Here is a listing; work out how many of its lines contain the word "FormatInvariant", and state only that number.

__________________________________________________

PR #2858, opened 2022-10-12
return hub exception only from ToIotHubClientContract methods

brycewang-microsoft:
In the AMQP layer, this PR is for both the hub device and service.

### DIFF
--- a/iothub/device/src/Transport/AmqpIot/AmqpIotErrorAdapter.cs
+++ b/iothub/device/src/Transport/AmqpIot/AmqpIotErrorAdapter.cs
@@ -52,142 +52,113 @@ namespace Microsoft.Azure.Devices.Client.Transport.AmqpIot
             return retException;
         }
 
-        public static Exception ToIotHubClientContract(AmqpException amqpException)
+        public static IotHubClientException ToIotHubClientContract(AmqpException amqpException)
         {
             Error error = amqpException.Error;
             AmqpSymbol amqpSymbol = error.Condition;
             string message = error.ToString();
 
+            IotHubClientException retException;
+
             // Generic AMQP error
             if (Equals(AmqpErrorCode.InternalError, amqpSymbol))
             {
-                return new IotHubClientException(message, IotHubClientErrorCode.NetworkErrors, amqpException);
+                retException = new(message, IotHubClientErrorCode.NetworkErrors, amqpException);
             }
             else if (Equals(AmqpErrorCode.NotFound, amqpSymbol))
             {
-                return new IotHubClientException(message, IotHubClientErrorCode.DeviceNotFound, amqpException);
+                retException = new(message, IotHubClientErrorCode.DeviceNotFound, amqpException);
             }
             else if (Equals(AmqpErrorCode.UnauthorizedAccess, amqpSymbol))
             {
-                return new IotHubClientException(message, IotHubClientErrorCode.Unauthorized, amqpException);
-            }
-            else if (Equals(AmqpErrorCode.DecodeError, amqpSymbol))
-            {
-                return new IotHubClientException(message, amqpException);
+                retException = new(message, IotHubClientErrorCode.Unauthorized, amqpException);
             }
             else if (Equals(AmqpErrorCode.ResourceLimitExceeded, amqpSymbol))
             {
-                return new IotHubClientException(message, IotHubClientErrorCode.DeviceMaximumQueueDepthExceeded, amqpException);
-            }
-            else if (Equals(AmqpErrorCode.NotAllowed, amqpSymbol))
-            {
-                return new InvalidOperationException(message, amqpException);
-            }
-            else if (Equals(AmqpErrorCode.InvalidField, amqpSymbol))
-            {
-                return new InvalidOperationException(message, amqpException);
-            }
-            else if (Equals(AmqpErrorCode.NotImplemented, amqpSymbol))
-            {
-                return new NotSupportedException(message, amqpException);
+                retException = new(message, IotHubClientErrorCode.DeviceMaximumQueueDepthExceeded, amqpException);
             }
             else if (Equals(AmqpErrorCode.ResourceLocked, amqpSymbol))
             {
-                return new IotHubClientException(message, true, amqpException);
+                retException = new(message, true, amqpException);
             }
             else if (Equals(AmqpErrorCode.PreconditionFailed, amqpSymbol))
             {
-                return new IotHubClientException(message, IotHubClientErrorCode.PreconditionFailed, amqpException);
-            }
-            else if (Equals(AmqpErrorCode.ResourceDeleted, amqpSymbol))
-            {
-                return new IotHubClientException(message, amqpException);
-            }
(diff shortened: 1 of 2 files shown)


iothub/device/src/Transport/AmqpIot/AmqpIotErrorAdapter.cs
```diff
@@ -52,142 +52,113 @@ public static Exception GetExceptionFromOutcome(Outcome outcome)
...
-            {
-                return new InvalidOperationException(message, amqpException);
-            }
-            else if (Equals(AmqpErrorCode.InvalidField, amqpSymbol))
-            {
-                return new InvalidOperationException(message, amqpException);
-            }
-            else if (Equals(AmqpErrorCode.NotImplemented, amqpSymbol))
-            {
-                return new NotSupportedException(message, amqpException);
```
brycewang-microsoft, line 92: these will be addressed in the "else" block below and returned as `IotHubClientException`.

iothub/service/src/Amqp/AmqpClientHelper.cs
```diff
@@ -114,69 +109,52 @@ internal static Exception ToIotHubClientContract(Error error)
...
             {
-                retException = new IotHubServiceException(message, HttpStatusCode.NotFound, IotHubServiceErrorCode.DeviceNotFound);
-            }
-            else if (error.Condition.Equals(AmqpErrorCode.NotImplemented))
-            {
-                retException = new NotSupportedException(message);
-            }
-            else if (error.Condition.Equals(AmqpErrorCode.NotAllowed))
-            {
-                retException = new InvalidOperationException(message);
```
brycewang-microsoft, line 129: similarly here, these will be addressed in the "else" block below and returned as `IotHubServiceException`.

iothub/service/src/Amqp/AmqpClientHelper.cs
```diff
@@ -114,69 +109,52 @@ internal static Exception ToIotHubClientContract(Error error)
...
             {
-                retException = new IotHubServiceException(message, HttpStatusCode.Unauthorized, IotHubServiceErrorCode.IotHubUnauthorizedAccess);
-            }
-            else if (error.Condition.Equals(IotHubAmqpErrorCode.ArgumentError))
-            {
-                retException = new ArgumentException(message);
-            }
-            else if (error.Condition.Equals(IotHubAmqpErrorCode.ArgumentOutOfRangeError))
-            {
-                retException = new ArgumentOutOfRangeException(message);
```
brycewang-microsoft, line 141: same thing here

iothub/device/src/Transport/AmqpIot/AmqpIotErrorAdapter.cs
```diff
@@ -52,142 +52,113 @@ public static Exception GetExceptionFromOutcome(Outcome outcome)
...
             {
-                return new IotHubClientException(message, true, amqpException);
+                retException = new(message, true, amqpException);
             }
             else if (Equals(AmqpErrorCode.Stolen, amqpSymbol))
             {
-                return new IotHubClientException(message, true, amqpException);
+                retException = new(message, true, amqpException);
             }
             // AMQP Transaction Error
```
drwill-ms, line 139: Does this comment need to move or be removed?

iothub/device/src/Transport/AmqpIot/AmqpIotErrorAdapter.cs
```diff
@@ -252,21 +207,20 @@ public static Exception ToIotHubClientContract(Error error)
             }
             else if (error.Condition.Equals(DeviceContainerThrottled))
             {
-                retException = new IotHubClientException(message, IotHubClientErrorCode.Throttled);
+                retException = new(message, IotHubClientErrorCode.Throttled);
             }
             else if (error.Condition.Equals(IotHubSuspended))
             {
-                retException = new IotHubClientException("Iothub {0} is suspended".FormatInvariant(message), IotHubClientErrorCode.Suspended);
+                retException = new("Iothub {0} is suspended".FormatInvariant(message), IotHubClientErrorCode.Suspended);
```
drwill-ms, line 214:
```suggestion
                retException = new("IoT hub {0} is suspended".FormatInvariant(message), IotHubClientErrorCode.Suspended);
```

iothub/service/src/Amqp/AmqpClientHelper.cs
```diff
@@ -36,18 +36,13 @@ internal static Exception ToIotHubClientContract(Exception exception)
...
-                        // pass amqpException as the inner exception of IotHubServiceException
-                        return new IotHubServiceException(
-                            hubEx.Message,
-                            hubEx.StatusCode,
-                            hubEx.ErrorCode,
-                            string.Empty,
-                            amqpException);
-                    }
-                    return ex;
+                    IotHubServiceException ex = ToIotHubClientContract(amqpException.Error);
```
drwill-ms, line 39: Bummer that we have to create a whole new exception when we have one. Perhaps we pass in the inner to ToIotHubClientContract?

drwill-ms (approved):

drwill-ms:
Please get sign-off from Tim before merge.

iothub/device/src/Transport/AmqpIot/AmqpIotErrorAdapter.cs
brycewang-microsoft: It seems that this comment is for several transaction-error-related AmqpErrorCode in the following else-ifs, so no, we can just keep it as-is.

iothub/service/src/Amqp/AmqpClientHelper.cs
brycewang-microsoft: Sure, I like this idea!

iothub/device/src/Transport/AmqpIot/AmqpIotErrorAdapter.cs
```diff
@@ -52,142 +52,113 @@ public static Exception GetExceptionFromOutcome(Outcome outcome)
...
             AmqpSymbol amqpSymbol = error.Condition;
             string message = error.ToString();
 
+            IotHubClientException retException;
+
             // Generic AMQP error
             if (Equals(AmqpErrorCode.InternalError, amqpSymbol))
             {
-                return new IotHubClientException(message, IotHubClientErrorCode.NetworkErrors, amqpException);
+                retException = new(message, IotHubClientErrorCode.NetworkErrors, amqpException);
```
timtay-microsoft, line 66: @drwill-ms how do you feel about using ```new()``` in contexts like these where the variable's type isn't immediately obvious?

Should it be
```csharp
retException = new IotHubClientException(...);
```
instead?

drwill-ms: Yeah, we should basically just use it for class fields where the type must be on the left or for inline init of properties. I agree, in this case it isn't as obvious so we should be explicit.

timtay-microsoft (approved):
Just the one comment. Otherwise looks good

__________________________________________________

TASK SOLUTION: 3